> _Data_

PR #67, opened 2023-11-10
[hotfix] fix_kafka_sasl_ssl_example in the docs 

531651225:
- Removing unnecessary transition symbols'/'in  the document 

`  'properties.sasl.jaas.config' = 'org.apache.kafka.common.security.scram.ScramLoginModule required username=\"username\" password=\"password\";'`

图片

- using transition characters can cause "Value not specified for key 'username' in JAAS config" error,The examples in the document can mislead users
图片


MartijnVisser (changes requested):
@531651225 Can you please make sure to update it for both English and Chinese docs?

> _Your goal_
Please return all lines from the records that hold the word "document".

> _Solved problem_
- Removing unnecessary transition symbols'/'in  the document 
- using transition characters can cause "Value not specified for key 'username' in JAAS config" error,The examples in the document can mislead users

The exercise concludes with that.